### EXERCISE INPUT
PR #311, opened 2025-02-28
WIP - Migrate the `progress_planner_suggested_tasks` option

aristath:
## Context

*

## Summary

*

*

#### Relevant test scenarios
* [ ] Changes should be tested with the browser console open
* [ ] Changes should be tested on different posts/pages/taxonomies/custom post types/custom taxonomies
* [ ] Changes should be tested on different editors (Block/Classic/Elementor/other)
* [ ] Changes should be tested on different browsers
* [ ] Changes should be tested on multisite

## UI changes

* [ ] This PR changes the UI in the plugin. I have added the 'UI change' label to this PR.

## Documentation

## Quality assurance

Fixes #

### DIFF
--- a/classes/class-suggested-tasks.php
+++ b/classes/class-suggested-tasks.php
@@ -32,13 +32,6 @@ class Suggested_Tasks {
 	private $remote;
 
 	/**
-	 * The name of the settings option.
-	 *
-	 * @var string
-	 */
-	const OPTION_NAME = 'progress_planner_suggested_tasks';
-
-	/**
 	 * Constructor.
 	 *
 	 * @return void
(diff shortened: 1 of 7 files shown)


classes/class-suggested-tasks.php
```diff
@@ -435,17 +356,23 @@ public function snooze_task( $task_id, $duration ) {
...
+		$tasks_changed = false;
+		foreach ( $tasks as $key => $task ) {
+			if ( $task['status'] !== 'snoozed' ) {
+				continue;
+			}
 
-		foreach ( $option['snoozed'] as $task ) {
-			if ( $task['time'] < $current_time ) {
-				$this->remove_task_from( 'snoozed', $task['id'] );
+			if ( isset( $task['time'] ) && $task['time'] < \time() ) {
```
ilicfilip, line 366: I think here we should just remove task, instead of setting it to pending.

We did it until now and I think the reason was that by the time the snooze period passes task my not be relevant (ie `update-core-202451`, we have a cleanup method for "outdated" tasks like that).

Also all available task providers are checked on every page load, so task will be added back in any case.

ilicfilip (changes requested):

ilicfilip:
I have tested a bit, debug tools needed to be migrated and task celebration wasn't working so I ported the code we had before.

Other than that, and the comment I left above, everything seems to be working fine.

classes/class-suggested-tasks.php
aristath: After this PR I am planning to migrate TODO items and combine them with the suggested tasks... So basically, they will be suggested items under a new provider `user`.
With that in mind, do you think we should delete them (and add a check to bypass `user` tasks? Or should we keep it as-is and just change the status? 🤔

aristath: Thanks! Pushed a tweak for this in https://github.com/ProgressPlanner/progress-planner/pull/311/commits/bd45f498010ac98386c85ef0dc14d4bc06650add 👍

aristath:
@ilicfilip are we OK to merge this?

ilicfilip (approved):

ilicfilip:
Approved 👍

### EXERCISE REQUIREMENTS
Above are the records; please copy exactly their first line and each line after it through the line containing "We did it until", and no line after that.

### TASK RESULT
PR #311, opened 2025-02-28
WIP - Migrate the `progress_planner_suggested_tasks` option

aristath:
## Context

*

## Summary

*

*

#### Relevant test scenarios
* [ ] Changes should be tested with the browser console open
* [ ] Changes should be tested on different posts/pages/taxonomies/custom post types/custom taxonomies
* [ ] Changes should be tested on different editors (Block/Classic/Elementor/other)
* [ ] Changes should be tested on different browsers
* [ ] Changes should be tested on multisite

## UI changes

* [ ] This PR changes the UI in the plugin. I have added the 'UI change' label to this PR.

## Documentation

## Quality assurance

Fixes #

### DIFF
--- a/classes/class-suggested-tasks.php
+++ b/classes/class-suggested-tasks.php
@@ -32,13 +32,6 @@ class Suggested_Tasks {
 	private $remote;
 
 	/**
-	 * The name of the settings option.
-	 *
-	 * @var string
-	 */
-	const OPTION_NAME = 'progress_planner_suggested_tasks';
-
-	/**
 	 * Constructor.
 	 *
 	 * @return void
(diff shortened: 1 of 7 files shown)


classes/class-suggested-tasks.php
```diff
@@ -435,17 +356,23 @@ public function snooze_task( $task_id, $duration ) {
...
+		$tasks_changed = false;
+		foreach ( $tasks as $key => $task ) {
+			if ( $task['status'] !== 'snoozed' ) {
+				continue;
+			}
 
-		foreach ( $option['snoozed'] as $task ) {
-			if ( $task['time'] < $current_time ) {
-				$this->remove_task_from( 'snoozed', $task['id'] );
+			if ( isset( $task['time'] ) && $task['time'] < \time() ) {
```
ilicfilip, line 366: I think here we should just remove task, instead of setting it to pending.

We did it until now and I think the reason was that by the time the snooze period passes task my not be relevant (ie `update-core-202451`, we have a cleanup method for "outdated" tasks like that).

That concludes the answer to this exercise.